Source data:
»»

Issue #1602, opened 2026-06-09
bug(prod): deleted profile schedule resurrects every deploy — ScheduleSeeder still migrates from legacy 'schedules' table


sameerparekh:
## Symptom

Every API restart/deploy, the operator's `sameer` profile gets a previously-deleted named schedule re-added. Confirmed on prod after multiple recent deploys.

## Root cause

`api/src/Main.scala:140` still invokes `ScheduleSeeder.seedAndMigrate` on every startup. The seeder reads the legacy `schedules` table and (re)creates the corresponding `named_schedules` row + `profile_schedule_rules`.

#1538 attempted to fix the resurrection class by anchoring idempotency on "a migrated `named_schedules` row exists with the deterministic 'Migrated from …' description." That guard is correct as written — but it only holds if the migrated row is never deleted. When the operator deletes a migrated named_schedule from the SPA (which is the legitimate way to delete a schedule, post-#1494), the guard reads "not migrated" and the seeder re-imports the still-present legacy row, resurrecting the deletion.

The seeder's own TODO (`ScheduleSeeder.scala:61`) already acknowledges this code dies when #1485 drops the legacy `schedules` table.

## Fix

**Stop calling `ScheduleSeeder.seedAndMigrate` from `Main.scala`.** We're fully migrated to named schedules; the migration has run on every household for weeks. Keeping it running is a strict liability — every deploy is a chance for the resurrection bug to recur for any user who legitimately deletes a migrated schedule.

Scope:
- Remove the call from `Main.scala:140`. Keep the seeder code in place (it's deleted with #1485 along with the legacy table).
- The default-set seeding portion of `seedAndMigrate` (for brand-new households with no profiles yet) — if there is one — keep it behind a "households table is empty" guard, OR move it to a one-shot install path. Read `ScheduleSeeder.scala` to confirm what's in scope vs. only the migration.
- Regression test: a feature test that deletes a migrated named_schedule, restarts the API layer, and asserts the schedule stays deleted.
- This is a no-op for any household whose legacy `schedules` table has already been emptied by an explicit cleanup; for households with retained legacy rows (most of prod), it makes the migration a no-op going forward. Either way the behavior change is "stop re-migrating."

## Backwards-compat / wire

No wire change. No migration. Code-only.

## Relationship to #1485

[...]

PR #1736, opened 2026-06-14
refactor(#602): structured key=value logging across hot Scala paths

««

Would you retype all of the data exactly as shown?

Issue #1602, opened 2026-06-09
bug(prod): deleted profile schedule resurrects every deploy — ScheduleSeeder still migrates from legacy 'schedules' table


sameerparekh:
## Symptom

Every API restart/deploy, the operator's `sameer` profile gets a previously-deleted named schedule re-added. Confirmed on prod after multiple recent deploys.

## Root cause

`api/src/Main.scala:140` still invokes `ScheduleSeeder.seedAndMigrate` on every startup. The seeder reads the legacy `schedules` table and (re)creates the corresponding `named_schedules` row + `profile_schedule_rules`.

#1538 attempted to fix the resurrection class by anchoring idempotency on "a migrated `named_schedules` row exists with the deterministic 'Migrated from …' description." That guard is correct as written — but it only holds if the migrated row is never deleted. When the operator deletes a migrated named_schedule from the SPA (which is the legitimate way to delete a schedule, post-#1494), the guard reads "not migrated" and the seeder re-imports the still-present legacy row, resurrecting the deletion.

The seeder's own TODO (`ScheduleSeeder.scala:61`) already acknowledges this code dies when #1485 drops the legacy `schedules` table.

## Fix

**Stop calling `ScheduleSeeder.seedAndMigrate` from `Main.scala`.** We're fully migrated to named schedules; the migration has run on every household for weeks. Keeping it running is a strict liability — every deploy is a chance for the resurrection bug to recur for any user who legitimately deletes a migrated schedule.

Scope:
- Remove the call from `Main.scala:140`. Keep the seeder code in place (it's deleted with #1485 along with the legacy table).
- The default-set seeding portion of `seedAndMigrate` (for brand-new households with no profiles yet) — if there is one — keep it behind a "households table is empty" guard, OR move it to a one-shot install path. Read `ScheduleSeeder.scala` to confirm what's in scope vs. only the migration.
- Regression test: a feature test that deletes a migrated named_schedule, restarts the API layer, and asserts the schedule stays deleted.
- This is a no-op for any household whose legacy `schedules` table has already been emptied by an explicit cleanup; for households with retained legacy rows (most of prod), it makes the migration a no-op going forward. Either way the behavior change is "stop re-migrating."

## Backwards-compat / wire

No wire change. No migration. Code-only.

## Relationship to #1485

[...]

PR #1736, opened 2026-06-14
refactor(#602): structured key=value logging across hot Scala paths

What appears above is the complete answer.